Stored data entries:
■ ■ ■ ■ ■
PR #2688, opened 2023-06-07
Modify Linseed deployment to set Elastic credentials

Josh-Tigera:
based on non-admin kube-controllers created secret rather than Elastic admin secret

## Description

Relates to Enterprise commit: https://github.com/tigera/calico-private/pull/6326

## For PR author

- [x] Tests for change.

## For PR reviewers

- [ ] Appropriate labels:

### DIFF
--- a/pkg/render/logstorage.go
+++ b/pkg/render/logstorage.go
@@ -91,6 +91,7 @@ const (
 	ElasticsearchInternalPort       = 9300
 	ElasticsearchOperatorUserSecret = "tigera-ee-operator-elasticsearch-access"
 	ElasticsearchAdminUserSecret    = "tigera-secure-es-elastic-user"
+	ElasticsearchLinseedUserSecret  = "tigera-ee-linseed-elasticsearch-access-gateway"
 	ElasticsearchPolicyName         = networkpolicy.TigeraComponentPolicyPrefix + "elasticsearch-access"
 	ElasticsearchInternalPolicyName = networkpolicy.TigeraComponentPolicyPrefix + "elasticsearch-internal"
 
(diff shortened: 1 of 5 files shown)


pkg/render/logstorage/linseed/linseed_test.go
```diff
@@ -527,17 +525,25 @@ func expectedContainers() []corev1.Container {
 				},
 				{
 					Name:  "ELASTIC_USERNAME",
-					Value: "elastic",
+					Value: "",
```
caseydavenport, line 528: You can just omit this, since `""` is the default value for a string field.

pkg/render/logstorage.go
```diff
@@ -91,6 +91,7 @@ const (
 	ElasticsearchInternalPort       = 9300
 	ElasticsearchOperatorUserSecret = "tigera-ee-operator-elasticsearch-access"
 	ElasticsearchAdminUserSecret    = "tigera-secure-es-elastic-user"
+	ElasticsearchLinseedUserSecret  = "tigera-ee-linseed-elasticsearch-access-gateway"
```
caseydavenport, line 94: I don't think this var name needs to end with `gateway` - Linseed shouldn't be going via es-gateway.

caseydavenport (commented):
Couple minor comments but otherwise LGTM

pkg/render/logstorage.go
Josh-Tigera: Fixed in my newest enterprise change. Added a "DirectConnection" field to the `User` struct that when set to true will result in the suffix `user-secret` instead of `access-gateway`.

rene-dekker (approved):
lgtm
■ ■ ■ ■ ■
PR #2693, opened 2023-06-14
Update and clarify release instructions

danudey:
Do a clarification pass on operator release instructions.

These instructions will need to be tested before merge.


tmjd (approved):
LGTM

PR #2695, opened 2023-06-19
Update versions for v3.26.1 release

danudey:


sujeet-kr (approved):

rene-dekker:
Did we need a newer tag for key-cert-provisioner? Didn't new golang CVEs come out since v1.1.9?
■ ■ ■ ■ ■
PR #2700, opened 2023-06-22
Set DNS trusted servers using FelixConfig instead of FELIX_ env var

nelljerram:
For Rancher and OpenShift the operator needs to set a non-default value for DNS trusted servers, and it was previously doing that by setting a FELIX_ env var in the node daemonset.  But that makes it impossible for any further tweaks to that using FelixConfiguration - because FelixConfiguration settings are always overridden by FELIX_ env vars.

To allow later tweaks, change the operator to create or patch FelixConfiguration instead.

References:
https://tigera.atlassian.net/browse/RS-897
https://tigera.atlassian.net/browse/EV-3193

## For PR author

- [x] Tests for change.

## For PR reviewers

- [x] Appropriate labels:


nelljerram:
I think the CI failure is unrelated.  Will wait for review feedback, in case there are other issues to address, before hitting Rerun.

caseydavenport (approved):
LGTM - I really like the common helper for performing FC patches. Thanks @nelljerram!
■ ■ ■ ■ ■
Brief: Every line above from the line with "These instructions will" to the line with "Did we need", inclusive, must be returned exactly; no other line belongs in the reply.

Response box:
These instructions will need to be tested before merge.


tmjd (approved):
LGTM

PR #2695, opened 2023-06-19
Update versions for v3.26.1 release

danudey:


sujeet-kr (approved):

rene-dekker:
Did we need a newer tag for key-cert-provisioner? Didn't new golang CVEs come out since v1.1.9?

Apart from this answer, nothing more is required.